(RECORDED INFORMATION):

PR #2531, opened 2020-12-02
Improve installation checks

randombit:
(And also some changes to the install script itself)

### DIFF
--- a/src/scripts/ci_check_install.py
+++ b/src/scripts/ci_check_install.py
@@ -23,7 +23,16 @@ def verify_library(build_config):
 
     found_libs = set([])
 
-    lib_re = re.compile(r'^(lib)?botan-3\.(so|a|dll|dylib|lib)$')
+    major_version = int(build_config["version_major"])
+
+    if build_config['compiler'] == 'msvc':
+        expected_lib_format = r'^botan\.(dll|lib)$'
+    elif build_config['os'] == 'macos':
+        expected_lib_format = r'^libbotan-%d\.(a|dylib)$' % (major_version)
+    else:
+        expected_lib_format = r'^libbotan-%d\.(a|so)$' % (major_version)
+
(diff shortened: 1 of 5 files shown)


hrantzsch (approved):
Looks great. At least on Linux, Conan is also still happy with packaging the installation.

src/scripts/ci_check_install.py
```diff
@@ -12,44 +12,81 @@
...
+        print('Error: libdir "%s" is not a directory' % lib_dir)
+        return False
 
-def is_lib_file(filename):
-    return has_extension(filename, ["so", "a", "dll", "dylib", "lib"])
+    found_libs = set([])
 
-def is_header_file(filename):
-    return has_extension(filename, ["h", "hpp", "h++", "hxx", "hh"])
+    lib_re = re.compile(r'^(lib)?botan-3\.(so|a|dll|dylib|lib)$')
```
reneme, line 26: I know the hard coded major version changes only once every few years: But wouldn't it be worthwhile to pull it from the `build_config['version_major']`? Or even better: Implement the `verify_library` similarly to the `verify_includes` where `./configure.py` stores a list of expected library files in the `build_config`?

reneme (approved):
It appears to me that the build on AppVeyor `VC2019p` fails because it produces a `botan.dll` and `botan.lib` while the `ci_check_install.py` is unsuccessfully checking for a `botan-3.***`.

Some relevant link commands from the CI output:

```
link /DLL [... many botan object files ...] crypt32.lib user32.lib ws2_32.lib /OUT:.\botan.dll
```

```
link [... many botatn test object files ...]  .\botan.lib crypt32.lib user32.lib ws2_32.lib /OUT:.\botan-test.exe
```

The extended installation checking looks good to me though, despite one suggestion.

PR #2537, opened 2020-12-09
Remove support for SHA-1 signatures in TLS 1.2

randombit:


MartinOsterta (commented):
why remove SHA-1 completely in TLS1.2. Wouldn't it be enough to just disable it by default by configuration, but a user might have the possibility to enable it if for whatever reason SHA-1 is still required in specific scenarios?

randombit:
https://tools.ietf.org/html/draft-ietf-tls-md5-sha1-deprecate-04 calls for SHA-1 to be removed/disabled in TLS 1.2 due to actively known collision attacks. We may be only a few years away from it being possible to real-time create a collision and MITM connections authenticated with a SHA-1 ServerKeyExchange. It does not seem safe to support any longer, even as a disabled-by-default option (in fact in 2.x it is already disabled by default). Since 3.0 will be supported for some time into the future (say through 2027 or perhaps later) I would like to remove as many obviously problematic features as possible now from the start - rather than having an attack be proven and then have to scramble to address it.

Are there specific scenarios you have in mind where SHA-1 is still required to be negotiated in TLS 1.2? The only one I can think of is that you might have a hardware device which supports SHA-1 signatures but not SHA-256. But I would think any such tokens would be very old by now.

mouse07410:
My opinion, based on experience with hardware tokens and HSM devices:
- Keep SHA-1 in the crypto library;
- Remove SHA-1 from all the TLS code.

Thanks

randombit:
There is no chance of SHA-1 being removed from the library in general. There are many uses where SHA-1 is still ok(-ish) like HMAC, and it's still very commonly used. But I'm trying to position TLS to be in the best possible position for long term support, and with as few obviously insecure "features" as possible.

MartinOsterta:
I do not have a specific scenario in mind, I was just wondering if there are any old servers running in the wilderness which still need SHA-1 for very specific scenarios, in which case it could be helpful to enable SHA-1. More like a safety net. But probably you are right and in this case older/adapted botan library has to be used.

PR #2544, opened 2020-12-13
Solaris and Illumos distributions support getentropy.

devnexen:


randombit:
Thanks.

Looks like it was added in Solaris 11.3 (October 2017) and per https://www.solaris.wtf/blog/solaris-11-3-support-end-is-near/ 11.3 is already no longer supported so seems safe to have it enabled by default.

PR #3089, opened 2022-12-02
Fix Python unspecified-encoding lint

randombit:
@reneme Taking a bite at a time at #3076


reneme:
Oh nice! Good idea. I didn't get back to that exercise lately, in favor of some progress with TLS 1.3

randombit:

(PROBLEM TO WORK ON): The answer must consist of each line from the entries that contains the string "signatures".

(RESPONSE AREA):
Remove support for SHA-1 signatures in TLS 1.2
Are there specific scenarios you have in mind where SHA-1 is still required to be negotiated in TLS 1.2? The only one I can think of is that you might have a hardware device which supports SHA-1 signatures but not SHA-256. But I would think any such tokens would be very old by now.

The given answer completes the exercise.